ACM Research and Cloud Live Volatility Contrast

   Predicted Return Density   
       Returns  

Pair Trading with ACM Research and Cloud Live

The main advantage of trading using opposite ACM Research and Cloud Live positions is that it hedges away some unsystematic risk. Because of two separate transactions, even if ACM Research position performs unexpectedly, Cloud Live can make up some of the losses. Pair trading also minimizes risk from directional movements in the market. For example, if an entire industry or sector drops because of unexpected headlines, the short position in Cloud Live will offset losses from the drop in Cloud Live's long position.
The idea behind ACM Research Shanghai and Cloud Live Technology pairs trading is to make the combined position market-neutral, meaning the overall market's direction will not affect its win or loss (or potential downside or upside).
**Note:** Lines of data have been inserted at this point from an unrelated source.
PR #30, opened 2014-10-02
Font/Text system rewrite

bradallred:
obviously this is unreviewable... and extends to many "subcomponents" of the text system such as dialog, several controls (especially TextArea).

Major changes:
- Font/Controls use `std::wstring` now.
- `Font` uses an "Atlas" instead of individual sprites for characters. TTF plugin will dynamically add to its atlas as characters are needed to avoid building a ton of worthless pages. Additionally, fonts (especially BAM based fonts) use "alias" entries to avoid making duplicate glyphs.
- Encoding (i18n) is no longer handled by `Font`. We were previously doing this *every* `Font::Print` pass.
- Python feedback in `Console`
- GUIScript interface for TextArea is radically slimmer
- `Content` class (and subclasses) added for laying out content once instead of doing (clumsy, broken) layout every `Font::Print` pass. 
- Helpful debug flags for `Font` and `Container` classes (rect drawing to visually see how content is being laid out and printed).
- This code is much easier to read/maintain/extend
- Comments (sad that this is a *major* change)

Lots of little text related things we were missing or doing wrong before have been added/fixed (various alignment issues, console feedback, journal format, MTA missing colors, tons of MTA issues, etc)

Hopefully with the "one pass" layout and encoding performance will see a minor boost. havent really checked.

I tested with BG 2 *only*. we should test it in some other games (and more throughly) before merging.


lynxlynxlynx:
the final implementation has been merged. :)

This can be achieved by designing a pairs trade with two highly correlated stocks or equities that operate in a similar space or sector, making it possible to obtain profits through simple and relatively low-risk investment.
Check out your portfolio center.
Note that this page's information should be used as a complementary analysis to find the right mix of equity instruments to add to your existing portfolios or create a brand new portfolio. You can also try the AI Portfolio Architect module to use AI to generate optimal portfolios and find profitable investment opportunities.